_Source records_.
----

PR #7597, opened 2025-03-31
fix - Remove unmatched tool calls for Claude

raymyers:

---

This PR adds a filter step the ConversationMemory which removes tool calls with no response message and vice versa. It's a fix for #7512, when we trim the message history for context length, we sometimes get this error from Claude Sonnet:

> "messages: `tool_use` ids were found without `tool_result` blocks immediately after"

Some design tradeoffs favoring code that's easier to think about over performance: The filtering is a separate step rather than trying to integrate that behavior into the earlier processing. The `_filter_unmatched_tool_calls` function follows command query separation - it does not modify in place but does a copy-on-update for messages that need tool calls removed. If another approach seems more consistent with the codebase I'm open to it.

---
#7512

---

```
docker run -it --rm   -p 3000:3000   -v /var/run/docker.sock:/var/run/docker.sock   --add-host host.docker.internal:host-gateway   -e SANDBOX_RUNTIME_CONTAINER_IMAGE=docker.all-hands.dev/all-hands-ai/runtime:f0f380b-nikolaik   --name openhands-app-f0f380b   docker.all-hands.dev/all-hands-ai/openhands:f0f380b
```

----

The records above need to be written out once more, exactly.

PR #7597, opened 2025-03-31
fix - Remove unmatched tool calls for Claude

raymyers:

---

This PR adds a filter step the ConversationMemory which removes tool calls with no response message and vice versa. It's a fix for #7512, when we trim the message history for context length, we sometimes get this error from Claude Sonnet:

> "messages: `tool_use` ids were found without `tool_result` blocks immediately after"

Some design tradeoffs favoring code that's easier to think about over performance: The filtering is a separate step rather than trying to integrate that behavior into the earlier processing. The `_filter_unmatched_tool_calls` function follows command query separation - it does not modify in place but does a copy-on-update for messages that need tool calls removed. If another approach seems more consistent with the codebase I'm open to it.

---
#7512

---

```
docker run -it --rm   -p 3000:3000   -v /var/run/docker.sock:/var/run/docker.sock   --add-host host.docker.internal:host-gateway   -e SANDBOX_RUNTIME_CONTAINER_IMAGE=docker.all-hands.dev/all-hands-ai/runtime:f0f380b-nikolaik   --name openhands-app-f0f380b   docker.all-hands.dev/all-hands-ai/openhands:f0f380b
```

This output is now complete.